---------- Data provided

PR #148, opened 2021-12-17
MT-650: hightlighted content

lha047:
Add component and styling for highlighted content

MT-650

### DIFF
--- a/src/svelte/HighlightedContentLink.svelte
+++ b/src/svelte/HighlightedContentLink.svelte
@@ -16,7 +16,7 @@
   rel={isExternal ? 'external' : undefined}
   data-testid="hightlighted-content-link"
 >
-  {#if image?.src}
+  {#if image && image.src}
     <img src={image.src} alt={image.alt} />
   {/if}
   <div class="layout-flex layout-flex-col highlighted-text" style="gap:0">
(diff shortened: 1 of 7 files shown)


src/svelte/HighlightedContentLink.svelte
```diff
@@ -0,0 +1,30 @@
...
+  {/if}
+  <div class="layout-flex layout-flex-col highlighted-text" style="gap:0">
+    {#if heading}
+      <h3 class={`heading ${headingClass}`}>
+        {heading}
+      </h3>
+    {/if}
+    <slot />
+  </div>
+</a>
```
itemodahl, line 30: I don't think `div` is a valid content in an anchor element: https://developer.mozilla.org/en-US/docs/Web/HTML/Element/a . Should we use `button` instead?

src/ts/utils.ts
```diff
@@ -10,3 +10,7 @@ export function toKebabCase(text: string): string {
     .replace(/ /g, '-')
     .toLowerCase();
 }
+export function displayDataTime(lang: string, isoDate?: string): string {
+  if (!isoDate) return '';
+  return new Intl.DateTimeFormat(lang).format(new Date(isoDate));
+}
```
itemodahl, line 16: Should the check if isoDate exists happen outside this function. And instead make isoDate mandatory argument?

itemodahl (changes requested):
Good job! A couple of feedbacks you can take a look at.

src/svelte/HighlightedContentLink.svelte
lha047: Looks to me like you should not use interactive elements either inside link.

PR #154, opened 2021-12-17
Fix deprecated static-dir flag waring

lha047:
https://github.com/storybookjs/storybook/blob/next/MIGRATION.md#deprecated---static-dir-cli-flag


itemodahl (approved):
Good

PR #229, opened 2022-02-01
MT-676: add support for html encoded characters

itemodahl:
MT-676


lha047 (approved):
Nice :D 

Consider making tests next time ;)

--------------------

▶ What needs to be done:
Find "lha047: Looks to" in the entries above, then repeat its line and all lines after it exactly, down to the last line.

▶ Final answer:
lha047: Looks to me like you should not use interactive elements either inside link.

PR #154, opened 2021-12-17
Fix deprecated static-dir flag waring

lha047:
https://github.com/storybookjs/storybook/blob/next/MIGRATION.md#deprecated---static-dir-cli-flag


itemodahl (approved):
Good

PR #229, opened 2022-02-01
MT-676: add support for html encoded characters

itemodahl:
MT-676


lha047 (approved):
Nice :D 

Consider making tests next time ;)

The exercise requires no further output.